Madan Raiji

Personal information
- Full name: Madan Naisadrai Raiji
- Born: 7 April 1922 Baroda, Gujarat, India
- Died: 29 March 2010 (aged 87)
- Batting: Right-handed
- Bowling: Leg-spin
- Relations: Vasant Raiji (brother)

Domestic team information
- 1941/42–1948/49: Bombay
- 1941/42: Hindus

Career statistics
| Competition | First-class |
| Matches | 34 |
| Runs scored | 1131 |
| Batting average | 35.34 |
| 100s/50s | 2/6 |
| Top score | 170 |
| Balls bowled | 5939 |
| Wickets | 89 |
| Bowling average | 33.44 |
| 5 wickets in innings | 4 |
| 10 wickets in match | 0 |
| Best bowling | 6/40 |
| Catches/stumpings | 36/– |
- Source: CricketArchive, 6 August 2022

= Madan Raiji =

Indian cricketer (1922–2010)

Madan Naisadrai Raiji (7 April 1922 – 29 March 2010) was an Indian cricketer who played first-class cricket, mostly for Bombay, from 1941 to 1950.

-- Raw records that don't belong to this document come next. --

PR #3013, opened 2025-08-04
Inline autofill correct draw behavior

### LINKED ISSUE #1228: Autofill inline chip graphical issues.
#### Short description
The android 11 autofill chip blocks the key press and long press popups, and it doesn't have a shadow

#### Steps to reproduce
1. Select a password entry box
2. Press / long press on a key near the top
3. See the blockage & missing shadow

#### Environment information
- FlorisBoard Version: 0.3.13
- Install Source: F-Droid
- Device: Samsung Galaxy S10+
- Android: 11 oneui 3.1

patrickgold:
This PR fixes the inline autofill behavior, popups are now correctly drawing over inline autofill chips:

inline_autofill_demo

Pros:
- Works with all window background colors
- Works with all **static** window background images
- Works with all **dynamic** window background images (GIFs)

Cons:
- Potentially more error-prone state logic for background

TODO:
- [x] Re-add content scale support
- [x] Re-add GIF support
- [x] Evaluate GIF frame rate, may need to be adaptive

Closes #1228


lm41 (approved):
Thank you for the fix for this nasty bug. lgtm :+1:

PR #3015, opened 2025-08-05
Disable stylesheet overlay in bfu mode

lm41:
This PR has disables the message about the failed loading of the stylesheet in BFU mode, as this is expected there.


patrickgold (approved):
Thanks a lot for the fix!

PR #3019, opened 2025-08-05
Fix not showing the background image in some situations

lm41:


patrickgold (approved):
This should fix the issue with the quick switch render issue, thanks a lot!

Raiji was a leg-spin bowler and batsman who batted at various positions in the order. In his maiden first-class season, aged 19, he took 5 for 54 in the second innings when the Hindus beat the Parsees in the final of the Bombay Pentangular in December 1941. He took his best first-class figures in 1946–47, when he took 6 for 40, as well as making 59, the highest score of the match, during the Bombay Festival Tournament.

His best season was 1947–48, when in six matches he took 26 wickets at an average of 24.30 and made 466 runs at an average of 51.77, including his highest score of 170 in the Ranji Trophy semi-final against Hyderabad, when he also took five wickets in Bombay's innings victory. Earlier in the season he had scored 130 in 145 minutes and taken 3 for 58 and 5 for 95 in Bombay's innings victory over Maharashtra.

Raiji took part in the highest-scoring first-class match of all time, the Ranji Trophy semi-final between Bombay and Maharashtra in 1948–49. Of the 2,376 runs in the match, which Bombay won, he made 27 and 75 batting at number nine, and took no wickets for 138 runs.

Raiji's older brother Vasant was also a first-class cricketer, before becoming a cricket writer and centenarian. The brothers made their first-class debut in the same match in the Ranji Trophy in November 1941.